◆ Goal of the exercise:
Look for "while" in every line of the listing. Copy the lines that have it.

[Start of Attachment]

PR #2431, opened 2024-09-13
fix for issue #2430

### LINKED ISSUE #2430: BUG: pwndbg.gdblib.proc.binary_base_addr doesn't work on remote target
### Description

currently using `binary_base_addr` or  `binary_vmmap` doesn't work for remote targets, this breaks the binary ninja plugin

pwndbg/gdblib/proc.py
```python
      @property
      def binary_base_addr(self) -> int:
          return self.binary_vmmap[0].start

      @property
      def binary_vmmap(self) -> Tuple[pwndbg.lib.memory.Page, ...]:
          import pwndbg.gdblib.vmmap

          return tuple(p for p in pwndbg.gdblib.vmmap.get() if p.objfile == self.exe)
```

This happens because `self.exe` in `binary_vmmap` returns the absolute path, which of course won't correlate for the remote.

I propose either scanning only for the file base name (only if we have a remote target, currently running this patch locally) or finding another way to distinguish the base address.

### Steps to reproduce

1. simple setup with gdbserver and target remote
2. connecting to binja works (`set integration-provider binja`), but `bn-sync` crashes due to reasons stated above

### My setup

i used my plugin [vagd](https://github.com/gfelber/vagd) and found this bug.
1. install with `pip install vagd`
2. create template for abitrary binary `vagd template -e <BINARY>`
3. execute with gdb `./exploit.py GDB`
4. connecting to binja works (`set integration-provider binja`), but `bn-sync` crashes due to reasons stated above

gfelber:
fixes #2430, that compares base file names instead of absolute paths for `pwndbg.gdblib.proc.binary_vmmap`, if the target is run on remote.

### DIFF
--- a/pwndbg/aglib/proc.py
+++ b/pwndbg/aglib/proc.py
@@ -75,18 +75,15 @@ class module(ModuleType):
         return pwndbg.dbg.selected_inferior().alive()
 
     @property
+    @pwndbg.lib.cache.cache_until("objfile")
     def exe(self) -> str | None:
         """
-        Returns the debugged file name.
+        Returns the executed file path.
 
-        On remote targets, this may be prefixed with "target:" string.
-        See this by executing those in two terminals:
-        1. gdbserver 127.0.0.1:1234 /bin/ls
-        2. gdb -ex "target remote :1234" -ex "pi pwndbg.gdblib.proc.exe"
+        On remote targets, this path most definitly won't exist locally.
 
-        If you need to process the debugged file use:
-            `pwndbg.gdblib.file.get_proc_exe_file()`
-            (This will call `pwndbg.gdblib.file.get_file(pwndbg.gdblib.proc.exe, try_local_path=True)`)
+        If you need the locally referenced file use:
+            `gdb.current_process().filename`
         """
 
         return pwndbg.dbg.selected_inferior().main_module_name()
--- a/pwndbg/aglib/proc.py
+++ b/pwndbg/aglib/proc.py
@@ -80,7 +80,7 @@ class module(ModuleType):
         """
         Returns the executed file path.
 
-        On remote targets, this path most definitly won't exist locally.
+        On remote targets, this path may not exist locally.
 
         If you need the locally referenced file use:
             `gdb.current_process().filename`
--- a/pwndbg/dbg/gdb.py
+++ b/pwndbg/dbg/gdb.py
@@ -738,7 +738,11 @@ class GDBProcess(pwndbg.dbg_mod.Process):
     def main_module_name(self) -> str | None:
         # Can GDB ever return a different value here from what we'd get with
         # `info files`, give or take a "remote:"?
-        return gdb.current_progspace().filename
+        if not self.alive():
+            return gdb.current_progspace().filename
+
+        exe = gdb.execute("info proc exe", to_string=True)
+        return exe[exe.find("exe = '") + 7 : exe.rfind("'")]
 
     @override
     def main_module_entry(self) -> int | None:
--- a/pwndbg/gdblib/proc.py
+++ b/pwndbg/gdblib/proc.py
@@ -117,7 +117,7 @@ class module(ModuleType):
         If you need the locally referenced file use:
             `gdb.current_process().filename`
 
-        info proc exe is the only command to actually get the executed file.
+        info proc exe is the only command to actually get the executed file path.
         The gdb `file` command overwrites all internal references, this includes:
         + `filename`
         + `executable_filename`
--- a/pwndbg/gdblib/proc.py
+++ b/pwndbg/gdblib/proc.py
@@ -107,20 +107,34 @@ class module(ModuleType):
         return "It stopped with signal " in gdb.execute("info program", to_string=True)
 
     @property
+    @pwndbg.lib.cache.cache_until("objfile")
     def exe(self) -> str | None:
         """
-        Returns the debugged file name.
+        Returns the executed file path.
 
-        On remote targets, this may be prefixed with "target:" string.
-        See this by executing those in two terminals:
-        1. gdbserver 127.0.0.1:1234 /bin/ls
-        2. gdb -ex "target remote :1234" -ex "pi pwndbg.gdblib.proc.exe"
+        On remote targets, this path most definitly won't exist locally.
 
-        If you need to process the debugged file use:
-            `pwndbg.gdblib.file.get_proc_exe_file()`
-            (This will call `pwndbg.gdblib.file.get_file(pwndbg.gdblib.proc.exe, try_local_path=True)`)
+        If you need the locally referenced file use:
+            `gdb.current_process().filename`
+
+        info proc exe is the only command to actually get the executed file.
+        The gdb `file` command overwrites all internal references, this includes:
+        + `filename`
+        + `executable_filename`
+        + `symbol_file`
+        + `objfiles`
+        `run` executes the current file
+
+        If you find a better solution please create a PR <3.
+
+        Also refer to pwngdb.dbg.gdb.main_module_name
         """
-        return gdb.current_progspace().filename
+
+        if not self.alive:
+            return gdb.current_progspace().filename
+
+        exe = gdb.execute("info proc exe", to_string=True)
+        return exe[exe.find("exe = '") + 7 : exe.rfind("'")]
 
     @property
     @pwndbg.lib.cache.cache_until("start", "stop")
--- a/pwndbg/gdblib/proc.py
+++ b/pwndbg/gdblib/proc.py
@@ -112,7 +112,7 @@ class module(ModuleType):
         """
         Returns the executed file path.
 
-        On remote targets, this path most definitly won't exist locally.
+        On remote targets, this path may not exist locally.
 
         If you need the locally referenced file use:
             `gdb.current_process().filename`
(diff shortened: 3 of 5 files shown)


Aplet123:
This seems janky to me, I think it's preferable to pull the name from `pwndbg.aglib.proc.exe` instead and do an exact comparison.

gfelber:
is the new solution preferred? 
Also, sry for the commit spam i don't have a linter in my nvim setup

Aplet123:
Have you tested the new code? I think it might not work, as it doesn't remove the `target:` prefix from the exe name, and still gets the basename of the objfile.

gfelber:
~~it worked on my setup (explained in issue)~~

gfelber:
nvmd it didn't work

gfelber:
pwndbg.aglib.proc.exe still returns the absolute path (and not `target:` prefix),
do you want this comparison
```python
                if os.path.basename(p.objfile) == os.path.basename(pwndbg.aglib.proc.exe)
```

gfelber:
these are my gdb settings
```
 ['/usr/bin/gdb', '-ex', 'set sysroot /PATH/TO/SYSROOT/./.vagd/sysroot/', '-ex', 'file -readnow ./binary', '-q', '-x', '/tmp/pwnlib-gdbscript-f6on
dmql.gdb']
```
note that I set file to my local path (so i don't need to redundantly download it from the remote.
Not sure if this creates a misunderstanding, but might be interesting information

Aplet123:
I think `p.objfile == pwndbg.aglib.proc.exe.removeprefix("target:")` should work.

gfelber:
no sadly not, pwndbg.aglib.proc.exe returns the absolute path on my local system, not the remote

Aplet123:
Can you send the result of `info proc mappings` and `pi pwndbg.aglib.proc.exe`?

gfelber:
`info proc mappings`:
```
Mapped address spaces:

          Start Addr           End Addr       Size     Offset  Perms  objfile
            0x400000           0x401000     0x1000        0x0  r--p   /REMOTE/PATH/binary
           0x8000000          0x8001000     0x1000     0x1000  r-xp   /REMOTE/PATH/binary
           0x8001000          0x8002000     0x1000     0x2000  rw-p   /REMOTE/PATH/binary
          0xffff0000         0xfffff000     0xf000        0x0  rw-p   
      0x7ffff7ff9000     0x7ffff7ffd000     0x4000        0x0  r--p   [vvar]
      0x7ffff7ffd000     0x7ffff7fff000     0x2000        0x0  r-xp   [vdso]
      0x7ffffffde000     0x7ffffffff000    0x21000        0x0  rw-p   [stack]
```
`pi pwndbg.aglib.proc.exe`
```
/LOCAL/PATH/binary
```

gfelber:
> these are my gdb settings
> 
> ```
>  ['/usr/bin/gdb', '-ex', 'set sysroot /PATH/TO/SYSROOT/./.vagd/sysroot/', '-ex', 'file -readnow ./binary', '-q', '-x', '/tmp/pwnlib-gdbscript-f6on
> dmql.gdb']
> ```
> 
> note that I set file to my local path (so i don't need to redundantly download it from the remote. Not sure if this creates a misunderstanding, but might be interesting information

this might be the reason `pi pwndbg.aglib.proc.exe` returns the local path

gfelber:
yeah if you specify the file locally using args `gdb ./binary` or the file command in gdb `file ./binary` pwndbg.aglib.proc.exe get's overwritten with the local path

gfelber:
also fixed a soft lock issue if `set integration-provider binja` is executed before the binary is run

disconnect3d:
@Aplet123 Wdyt?

pwndbg/aglib/proc.py
```diff
@@ -75,18 +75,15 @@ def alive(self) -> bool:
...
     def exe(self) -> str | None:
         """
-        Returns the debugged file name.
+        Returns the executed file path.
 
-        On remote targets, this may be prefixed with "target:" string.
-        See this by executing those in two terminals:
-        1. gdbserver 127.0.0.1:1234 /bin/ls
-        2. gdb -ex "target remote :1234" -ex "pi pwndbg.gdblib.proc.exe"
+        On remote targets, this path most definitly won't exist locally.
```
disconnect3d:
```suggestion
        On remote targets, this path may not exist locally.
```

pwndbg/dbg/gdb.py
```diff
@@ -738,7 +738,11 @@ def module_section_locations(self) -> List[Tuple[int, int, str, str]]:
     def main_module_name(self) -> str | None:
         # Can GDB ever return a different value here from what we'd get with
         # `info files`, give or take a "remote:"?
-        return gdb.current_progspace().filename
+        if not self.alive():
+            return gdb.current_progspace().filename
+
+        exe = gdb.execute("info proc exe", to_string=True)
```
disconnect3d, line 744: Fwiw, just for information, it seems GDB fetches this via `/proc/$pid/exe`:

https://github.com/bminor/binutils-gdb/blob/gdb-15.1-release/gdb/infcmd.c#L3024-L3028

https://github.com/bminor/binutils-gdb/blob/gdb-15.1-release/gdb/infcmd.c#L2960-L2972


https://github.com/bminor/binutils-gdb/blob/gdb-15.1-release/gdb/linux-tdep.c#L810-L821

https://github.com/bminor/binutils-gdb/blob/gdb-15.1-release/gdb/linux-tdep.c#L882-L891

pwndbg/gdblib/proc.py
```diff
@@ -107,20 +107,34 @@ def stopped_with_signal(self) -> bool:
...
     def exe(self) -> str | None:
         """
-        Returns the debugged file name.
+        Returns the executed file path.
 
-        On remote targets, this may be prefixed with "target:" string.
-        See this by executing those in two terminals:
-        1. gdbserver 127.0.0.1:1234 /bin/ls
-        2. gdb -ex "target remote :1234" -ex "pi pwndbg.gdblib.proc.exe"
+        On remote targets, this path most definitly won't exist locally.
```
disconnect3d:
```suggestion
        On remote targets, this path may not exist locally.
```

pwndbg/gdblib/proc.py
```diff
@@ -107,20 +107,34 @@ def stopped_with_signal(self) -> bool:
...
-        2. gdb -ex "target remote :1234" -ex "pi pwndbg.gdblib.proc.exe"
+        On remote targets, this path may not exist locally.
 
-        If you need to process the debugged file use:
-            `pwndbg.gdblib.file.get_proc_exe_file()`
-            (This will call `pwndbg.gdblib.file.get_file(pwndbg.gdblib.proc.exe, try_local_path=True)`)
+        If you need the locally referenced file use:
+            `gdb.current_process().filename`
+
+        info proc exe is the only command to actually get the executed file.
```
disconnect3d:
```suggestion
        info proc exe is the only command to actually get the executed file path.
```

pwndbg/dbg/gdb.py
gfelber: make sense, but creating a custom implementation that simulates this behavior (for remote and local) would be worse imo (way to complex for what it's worth)
therefore i would believe that `info proc exe`, is still the preferred solution

patryk4815:
should we write tests to check this behavior? (`exe`)

disconnect3d:
Ideally, yes pls

Aplet123:
> @Aplet123 Wdyt?

LGTM, although I wonder what the observed deadlock is with enabling binja integration before starting the binary is, as I can't seem to reproduce it.

gfelber:
weird can't seem to reproduce the binja integration softlock bug again either, maybe it was some issue that occurred while I messed with the code base.

I just noticed that the pwndbg event handler trigger an update that resulted in calling `gdblib.proc.get_base_adddress` while the process wasn't running, causing an error and preventing gdb from any state changes (because they triggered the event handler again, which caused another crash)

gfelber:
I think i recreate the bug (or found another one), you get the same issue if you setup the integration and then stop it inside binary ninja, it doesn't seem to actually softlock gdb, but it breaks the context view (and generally speaking all pwndbg commands), you can't even disable it afterwards with `set integration-provider none`

gfelber:
yeah this is not the issue i had yesterday, but an issue nonetheless

gfelber:
ok implemented fixes for the "new" issue that should at least prevent the pwndbg soft lock issue. 
Also kept the `gdblib.proc.alive` requirement for events that actually need it to be alive, not sure if this is needed, but it makes sense to check it and safely return, to prevent potential pwndbg soft locks.

pwndbg/integration/binja.py
```diff
@@ -153,13 +153,24 @@ def init_bn_rpc_client() -> None:
...
 
 def with_bn(fallback: K = None) -> Callable[[Callable[P, T]], Callable[P, T | K]]:
+    global _bn
+
     def decorator(func: Callable[P, T]) -> Callable[P, T | K]:
+        global _bn
+
         @functools.wraps(func)
         def wrapper(*args: P.args, **kwargs: P.kwargs) -> T | K:
+            global _bn
```
disconnect3d, line 163: Does this really require global x3? I think only this one is needed?

disconnect3d (approved):

pwndbg/integration/binja.py
gfelber: i tried but it didn't work without it, just python stuff i guess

[End of Attachment]

◆ Answer space:
weird can't seem to reproduce the binja integration softlock bug again either, maybe it was some issue that occurred while I messed with the code base.
I just noticed that the pwndbg event handler trigger an update that resulted in calling `gdblib.proc.get_base_adddress` while the process wasn't running, causing an error and preventing gdb from any state changes (because they triggered the event handler again, which caused another crash)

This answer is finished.